PR #790, opened 2026-07-29
Create Parent Dirs for Nested Filenames in `_get_path`

### LINKED ISSUE #791: Attachments With Nested Filenames Fail to Download
Attachments uploaded from mobile phone include the full upload path in the filename (for example, `uuid/image_fileuploads/2026/7/28/uuid/photo.jpg`) instead of just the basename. The `_get_path` function only creates the root directory. This results in a `FileNotFoundError`, causing the entire `download_event_attachments` task to fail.

zakhusayn:
## :earth_americas: Summary
Attachments uploaded to Events from mobile phones return a filename that includes the full upload path (e.g. `uuid/image_fileuploads/2026/7/28/uuid/photo.jpg`) rather than a plain basename. `_get_path` only created local_path (the root dir), so when write_bytes was called on a nested path, it raised **FileNotFoundError**, causing `download_event_attachments` to fail.

## :package: Proposed Changes
Construct write_path first, then call `write_path.parent.mkdir(parents=True, exist_ok=True)` it handles both plain filenames and nested paths

Closes #791

### DIFF
--- a/ecoscope/platform/serde.py
+++ b/ecoscope/platform/serde.py
@@ -46,9 +46,8 @@ def _get_path(root_path: str, filename: str):
             else:
                 # Standard file URL or local path
                 local_path = Path(parsed_url.path)
-            if not local_path.exists():
-                local_path.mkdir(parents=True, exist_ok=True)
             write_path = local_path / filename
+            write_path.parent.mkdir(parents=True, exist_ok=True)
             read_path = write_path.absolute().as_posix()
 
         case "gs":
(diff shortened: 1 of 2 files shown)


atmorling:
Just noting for posterity that I pushed back on the fix as implemented in this PR via a  Slack sync with @zakhusayn.
- We can fix this bug from the task by parsing the filename returned from the ER API
- The serde change in this PR makes the average case file persistence more permissive by allowing arbitrary folder structures in the results bucket, which at least of the time of writing, we do not want to be doing.

PR #749, opened 2026-06-24
Patrol summary metrics & density-weighting tasks

Yun-Wu:
## Summary
Builds out the tasks behind the patrol-effort dashboard: a configurable patrol summary table, time/distance-weighted density heatmaps, a ground-coverage area metric, and per-layer legend titles on ecomaps. Also refactors `summarize_df` params into a discriminated union so each metric type exposes only the fields that apply to it.

### Patrol summary
- `set_patrol_summary_metrics`: preset-driven summary table. Ships Patrol Count, Total Distance, Total Duration, Patrol Days, and Merged/Unmerged Area Covered presets (each knows its column/statistic, so the form only asks what varies — target unit, swath width), plus a **Custom** escape hatch exposing the full statistic form.
- `summarize_df`: `SummaryParam` is now a discriminated union on `aggregator`:
  - `StatSummaryParam` — column statistic (sum/count/min/max/mean/nunique/median) with optional unit conversion hidden behind a "Convert Units" checkbox.
  - `UniqueSummaryParam` — a column's distinct values as a comma-separated list.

About this exercise
All of the lines above should be returned exactly as written.

Response to the exercise
PR #790, opened 2026-07-29
Create Parent Dirs for Nested Filenames in `_get_path`

### LINKED ISSUE #791: Attachments With Nested Filenames Fail to Download
Attachments uploaded from mobile phone include the full upload path in the filename (for example, `uuid/image_fileuploads/2026/7/28/uuid/photo.jpg`) instead of just the basename. The `_get_path` function only creates the root directory. This results in a `FileNotFoundError`, causing the entire `download_event_attachments` task to fail.

zakhusayn:
## :earth_americas: Summary
Attachments uploaded to Events from mobile phones return a filename that includes the full upload path (e.g. `uuid/image_fileuploads/2026/7/28/uuid/photo.jpg`) rather than a plain basename. `_get_path` only created local_path (the root dir), so when write_bytes was called on a nested path, it raised **FileNotFoundError**, causing `download_event_attachments` to fail.

## :package: Proposed Changes
Construct write_path first, then call `write_path.parent.mkdir(parents=True, exist_ok=True)` it handles both plain filenames and nested paths

Closes #791

### DIFF
--- a/ecoscope/platform/serde.py
+++ b/ecoscope/platform/serde.py
@@ -46,9 +46,8 @@ def _get_path(root_path: str, filename: str):
             else:
                 # Standard file URL or local path
                 local_path = Path(parsed_url.path)
-            if not local_path.exists():
-                local_path.mkdir(parents=True, exist_ok=True)
             write_path = local_path / filename
+            write_path.parent.mkdir(parents=True, exist_ok=True)
             read_path = write_path.absolute().as_posix()
 
         case "gs":
(diff shortened: 1 of 2 files shown)


atmorling:
Just noting for posterity that I pushed back on the fix as implemented in this PR via a  Slack sync with @zakhusayn.
- We can fix this bug from the task by parsing the filename returned from the ER API
- The serde change in this PR makes the average case file persistence more permissive by allowing arbitrary folder structures in the results bucket, which at least of the time of writing, we do not want to be doing.

PR #749, opened 2026-06-24
Patrol summary metrics & density-weighting tasks

Yun-Wu:
## Summary
Builds out the tasks behind the patrol-effort dashboard: a configurable patrol summary table, time/distance-weighted density heatmaps, a ground-coverage area metric, and per-layer legend titles on ecomaps. Also refactors `summarize_df` params into a discriminated union so each metric type exposes only the fields that apply to it.

### Patrol summary
- `set_patrol_summary_metrics`: preset-driven summary table. Ships Patrol Count, Total Distance, Total Duration, Patrol Days, and Merged/Unmerged Area Covered presets (each knows its column/statistic, so the form only asks what varies — target unit, swath width), plus a **Custom** escape hatch exposing the full statistic form.
- `summarize_df`: `SummaryParam` is now a discriminated union on `aggregator`:
  - `StatSummaryParam` — column statistic (sum/count/min/max/mean/nunique/median) with optional unit conversion hidden behind a "Convert Units" checkbox.
  - `UniqueSummaryParam` — a column's distinct values as a comma-separated list.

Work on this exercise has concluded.